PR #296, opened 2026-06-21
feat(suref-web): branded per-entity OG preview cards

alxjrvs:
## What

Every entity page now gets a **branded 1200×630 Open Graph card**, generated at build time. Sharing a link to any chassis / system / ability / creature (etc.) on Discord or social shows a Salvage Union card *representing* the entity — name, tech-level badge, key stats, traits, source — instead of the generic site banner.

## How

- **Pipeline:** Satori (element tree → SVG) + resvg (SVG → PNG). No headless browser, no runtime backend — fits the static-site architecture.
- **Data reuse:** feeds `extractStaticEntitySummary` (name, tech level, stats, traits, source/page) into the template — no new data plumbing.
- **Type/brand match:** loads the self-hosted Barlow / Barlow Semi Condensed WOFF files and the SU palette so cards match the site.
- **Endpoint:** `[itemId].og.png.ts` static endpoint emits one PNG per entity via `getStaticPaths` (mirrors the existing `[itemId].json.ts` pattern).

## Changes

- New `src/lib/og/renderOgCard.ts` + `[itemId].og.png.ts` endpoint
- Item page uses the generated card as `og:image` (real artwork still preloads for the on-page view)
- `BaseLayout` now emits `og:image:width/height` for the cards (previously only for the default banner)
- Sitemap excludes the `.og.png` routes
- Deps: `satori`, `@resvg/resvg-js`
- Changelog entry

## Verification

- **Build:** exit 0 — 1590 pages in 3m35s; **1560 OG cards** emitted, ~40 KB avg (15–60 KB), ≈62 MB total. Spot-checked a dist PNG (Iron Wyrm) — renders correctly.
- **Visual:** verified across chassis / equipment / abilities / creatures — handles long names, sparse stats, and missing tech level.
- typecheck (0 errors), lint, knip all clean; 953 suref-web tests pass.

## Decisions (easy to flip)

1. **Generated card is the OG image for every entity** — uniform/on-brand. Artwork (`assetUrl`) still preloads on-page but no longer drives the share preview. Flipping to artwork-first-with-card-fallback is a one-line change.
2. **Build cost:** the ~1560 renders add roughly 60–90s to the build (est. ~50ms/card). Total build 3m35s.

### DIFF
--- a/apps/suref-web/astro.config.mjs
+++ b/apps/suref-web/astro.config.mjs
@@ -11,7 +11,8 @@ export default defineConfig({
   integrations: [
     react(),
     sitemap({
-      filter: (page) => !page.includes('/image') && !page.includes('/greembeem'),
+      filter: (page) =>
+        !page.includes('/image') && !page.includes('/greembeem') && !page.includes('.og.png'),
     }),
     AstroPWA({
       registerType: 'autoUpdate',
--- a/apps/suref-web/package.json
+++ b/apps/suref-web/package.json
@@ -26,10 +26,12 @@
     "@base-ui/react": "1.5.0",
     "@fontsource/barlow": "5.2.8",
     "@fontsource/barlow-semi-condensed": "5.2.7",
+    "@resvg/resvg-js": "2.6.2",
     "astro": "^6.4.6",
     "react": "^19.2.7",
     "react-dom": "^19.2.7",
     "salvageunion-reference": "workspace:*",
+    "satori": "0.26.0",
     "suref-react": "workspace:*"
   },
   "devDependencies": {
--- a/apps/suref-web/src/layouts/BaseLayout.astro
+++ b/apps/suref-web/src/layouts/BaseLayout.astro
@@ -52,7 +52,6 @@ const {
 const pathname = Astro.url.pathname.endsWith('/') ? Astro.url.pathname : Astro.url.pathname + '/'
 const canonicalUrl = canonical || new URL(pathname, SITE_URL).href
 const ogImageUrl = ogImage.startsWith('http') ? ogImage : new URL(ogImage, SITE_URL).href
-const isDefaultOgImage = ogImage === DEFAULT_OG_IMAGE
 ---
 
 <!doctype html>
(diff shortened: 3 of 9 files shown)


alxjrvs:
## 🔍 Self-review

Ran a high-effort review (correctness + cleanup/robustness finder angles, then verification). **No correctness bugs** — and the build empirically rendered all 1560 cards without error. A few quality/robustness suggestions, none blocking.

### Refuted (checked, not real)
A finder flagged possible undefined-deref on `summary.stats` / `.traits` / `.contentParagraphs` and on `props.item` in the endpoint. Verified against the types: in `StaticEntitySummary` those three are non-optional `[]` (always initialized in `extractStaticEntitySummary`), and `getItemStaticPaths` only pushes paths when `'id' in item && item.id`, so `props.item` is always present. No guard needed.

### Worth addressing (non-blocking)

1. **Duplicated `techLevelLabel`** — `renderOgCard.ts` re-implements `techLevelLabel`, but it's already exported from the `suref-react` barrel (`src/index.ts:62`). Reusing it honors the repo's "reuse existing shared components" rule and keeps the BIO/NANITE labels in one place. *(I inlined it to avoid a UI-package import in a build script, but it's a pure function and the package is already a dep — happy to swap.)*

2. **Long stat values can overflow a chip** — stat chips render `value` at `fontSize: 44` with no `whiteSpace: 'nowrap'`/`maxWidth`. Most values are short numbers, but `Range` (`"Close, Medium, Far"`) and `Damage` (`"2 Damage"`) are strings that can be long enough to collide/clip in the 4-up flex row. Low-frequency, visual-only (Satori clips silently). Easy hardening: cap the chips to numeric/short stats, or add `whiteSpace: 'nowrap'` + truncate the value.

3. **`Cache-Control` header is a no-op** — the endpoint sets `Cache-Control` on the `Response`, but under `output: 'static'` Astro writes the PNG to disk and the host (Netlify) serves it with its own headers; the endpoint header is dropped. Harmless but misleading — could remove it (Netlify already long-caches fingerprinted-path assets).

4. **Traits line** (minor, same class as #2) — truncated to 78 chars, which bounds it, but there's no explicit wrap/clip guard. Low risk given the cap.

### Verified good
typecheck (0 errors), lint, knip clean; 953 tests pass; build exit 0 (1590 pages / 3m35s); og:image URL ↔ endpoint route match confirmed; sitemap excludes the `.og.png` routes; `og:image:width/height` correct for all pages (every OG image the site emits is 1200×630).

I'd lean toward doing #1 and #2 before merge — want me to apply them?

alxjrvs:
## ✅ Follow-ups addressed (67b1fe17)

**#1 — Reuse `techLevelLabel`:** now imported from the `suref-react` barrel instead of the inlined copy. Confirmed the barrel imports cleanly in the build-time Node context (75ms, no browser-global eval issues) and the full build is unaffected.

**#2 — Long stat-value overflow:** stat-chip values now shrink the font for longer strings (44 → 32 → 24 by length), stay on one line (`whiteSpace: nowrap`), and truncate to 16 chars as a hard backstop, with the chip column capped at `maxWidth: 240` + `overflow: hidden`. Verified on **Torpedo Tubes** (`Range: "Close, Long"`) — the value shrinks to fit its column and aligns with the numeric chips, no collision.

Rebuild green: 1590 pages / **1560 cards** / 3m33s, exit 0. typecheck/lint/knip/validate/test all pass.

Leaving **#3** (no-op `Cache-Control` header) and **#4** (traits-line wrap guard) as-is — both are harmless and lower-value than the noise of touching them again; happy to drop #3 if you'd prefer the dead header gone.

TASK BRIEF
An exact restatement of the data above is required.

SOLUTION TO THE PROBLEM
PR #296, opened 2026-06-21
feat(suref-web): branded per-entity OG preview cards

alxjrvs:
## What

Every entity page now gets a **branded 1200×630 Open Graph card**, generated at build time. Sharing a link to any chassis / system / ability / creature (etc.) on Discord or social shows a Salvage Union card *representing* the entity — name, tech-level badge, key stats, traits, source — instead of the generic site banner.

## How

- **Pipeline:** Satori (element tree → SVG) + resvg (SVG → PNG). No headless browser, no runtime backend — fits the static-site architecture.
- **Data reuse:** feeds `extractStaticEntitySummary` (name, tech level, stats, traits, source/page) into the template — no new data plumbing.
- **Type/brand match:** loads the self-hosted Barlow / Barlow Semi Condensed WOFF files and the SU palette so cards match the site.
- **Endpoint:** `[itemId].og.png.ts` static endpoint emits one PNG per entity via `getStaticPaths` (mirrors the existing `[itemId].json.ts` pattern).

## Changes

- New `src/lib/og/renderOgCard.ts` + `[itemId].og.png.ts` endpoint
- Item page uses the generated card as `og:image` (real artwork still preloads for the on-page view)
- `BaseLayout` now emits `og:image:width/height` for the cards (previously only for the default banner)
- Sitemap excludes the `.og.png` routes
- Deps: `satori`, `@resvg/resvg-js`
- Changelog entry

## Verification

- **Build:** exit 0 — 1590 pages in 3m35s; **1560 OG cards** emitted, ~40 KB avg (15–60 KB), ≈62 MB total. Spot-checked a dist PNG (Iron Wyrm) — renders correctly.
- **Visual:** verified across chassis / equipment / abilities / creatures — handles long names, sparse stats, and missing tech level.
- typecheck (0 errors), lint, knip all clean; 953 suref-web tests pass.

## Decisions (easy to flip)

1. **Generated card is the OG image for every entity** — uniform/on-brand. Artwork (`assetUrl`) still preloads on-page but no longer drives the share preview. Flipping to artwork-first-with-card-fallback is a one-line change.
2. **Build cost:** the ~1560 renders add roughly 60–90s to the build (est. ~50ms/card). Total build 3m35s.

### DIFF
--- a/apps/suref-web/astro.config.mjs
+++ b/apps/suref-web/astro.config.mjs
@@ -11,7 +11,8 @@ export default defineConfig({
   integrations: [
     react(),
     sitemap({
-      filter: (page) => !page.includes('/image') && !page.includes('/greembeem'),
+      filter: (page) =>
+        !page.includes('/image') && !page.includes('/greembeem') && !page.includes('.og.png'),
     }),
     AstroPWA({
       registerType: 'autoUpdate',
--- a/apps/suref-web/package.json
+++ b/apps/suref-web/package.json
@@ -26,10 +26,12 @@
     "@base-ui/react": "1.5.0",
     "@fontsource/barlow": "5.2.8",
     "@fontsource/barlow-semi-condensed": "5.2.7",
+    "@resvg/resvg-js": "2.6.2",
     "astro": "^6.4.6",
     "react": "^19.2.7",
     "react-dom": "^19.2.7",
     "salvageunion-reference": "workspace:*",
+    "satori": "0.26.0",
     "suref-react": "workspace:*"
   },
   "devDependencies": {
--- a/apps/suref-web/src/layouts/BaseLayout.astro
+++ b/apps/suref-web/src/layouts/BaseLayout.astro
@@ -52,7 +52,6 @@ const {
 const pathname = Astro.url.pathname.endsWith('/') ? Astro.url.pathname : Astro.url.pathname + '/'
 const canonicalUrl = canonical || new URL(pathname, SITE_URL).href
 const ogImageUrl = ogImage.startsWith('http') ? ogImage : new URL(ogImage, SITE_URL).href
-const isDefaultOgImage = ogImage === DEFAULT_OG_IMAGE
 ---
 
 <!doctype html>
(diff shortened: 3 of 9 files shown)


alxjrvs:
## 🔍 Self-review

Ran a high-effort review (correctness + cleanup/robustness finder angles, then verification). **No correctness bugs** — and the build empirically rendered all 1560 cards without error. A few quality/robustness suggestions, none blocking.

### Refuted (checked, not real)
A finder flagged possible undefined-deref on `summary.stats` / `.traits` / `.contentParagraphs` and on `props.item` in the endpoint. Verified against the types: in `StaticEntitySummary` those three are non-optional `[]` (always initialized in `extractStaticEntitySummary`), and `getItemStaticPaths` only pushes paths when `'id' in item && item.id`, so `props.item` is always present. No guard needed.

### Worth addressing (non-blocking)

1. **Duplicated `techLevelLabel`** — `renderOgCard.ts` re-implements `techLevelLabel`, but it's already exported from the `suref-react` barrel (`src/index.ts:62`). Reusing it honors the repo's "reuse existing shared components" rule and keeps the BIO/NANITE labels in one place. *(I inlined it to avoid a UI-package import in a build script, but it's a pure function and the package is already a dep — happy to swap.)*

2. **Long stat values can overflow a chip** — stat chips render `value` at `fontSize: 44` with no `whiteSpace: 'nowrap'`/`maxWidth`. Most values are short numbers, but `Range` (`"Close, Medium, Far"`) and `Damage` (`"2 Damage"`) are strings that can be long enough to collide/clip in the 4-up flex row. Low-frequency, visual-only (Satori clips silently). Easy hardening: cap the chips to numeric/short stats, or add `whiteSpace: 'nowrap'` + truncate the value.

3. **`Cache-Control` header is a no-op** — the endpoint sets `Cache-Control` on the `Response`, but under `output: 'static'` Astro writes the PNG to disk and the host (Netlify) serves it with its own headers; the endpoint header is dropped. Harmless but misleading — could remove it (Netlify already long-caches fingerprinted-path assets).

4. **Traits line** (minor, same class as #2) — truncated to 78 chars, which bounds it, but there's no explicit wrap/clip guard. Low risk given the cap.

### Verified good
typecheck (0 errors), lint, knip clean; 953 tests pass; build exit 0 (1590 pages / 3m35s); og:image URL ↔ endpoint route match confirmed; sitemap excludes the `.og.png` routes; `og:image:width/height` correct for all pages (every OG image the site emits is 1200×630).

I'd lean toward doing #1 and #2 before merge — want me to apply them?

alxjrvs:
## ✅ Follow-ups addressed (67b1fe17)

**#1 — Reuse `techLevelLabel`:** now imported from the `suref-react` barrel instead of the inlined copy. Confirmed the barrel imports cleanly in the build-time Node context (75ms, no browser-global eval issues) and the full build is unaffected.

**#2 — Long stat-value overflow:** stat-chip values now shrink the font for longer strings (44 → 32 → 24 by length), stay on one line (`whiteSpace: nowrap`), and truncate to 16 chars as a hard backstop, with the chip column capped at `maxWidth: 240` + `overflow: hidden`. Verified on **Torpedo Tubes** (`Range: "Close, Long"`) — the value shrinks to fit its column and aligns with the numeric chips, no collision.

Rebuild green: 1590 pages / **1560 cards** / 3m33s, exit 0. typecheck/lint/knip/validate/test all pass.

Leaving **#3** (no-op `Cache-Control` header) and **#4** (traits-line wrap guard) as-is — both are harmless and lower-value than the noise of touching them again; happy to drop #3 if you'd prefer the dead header gone.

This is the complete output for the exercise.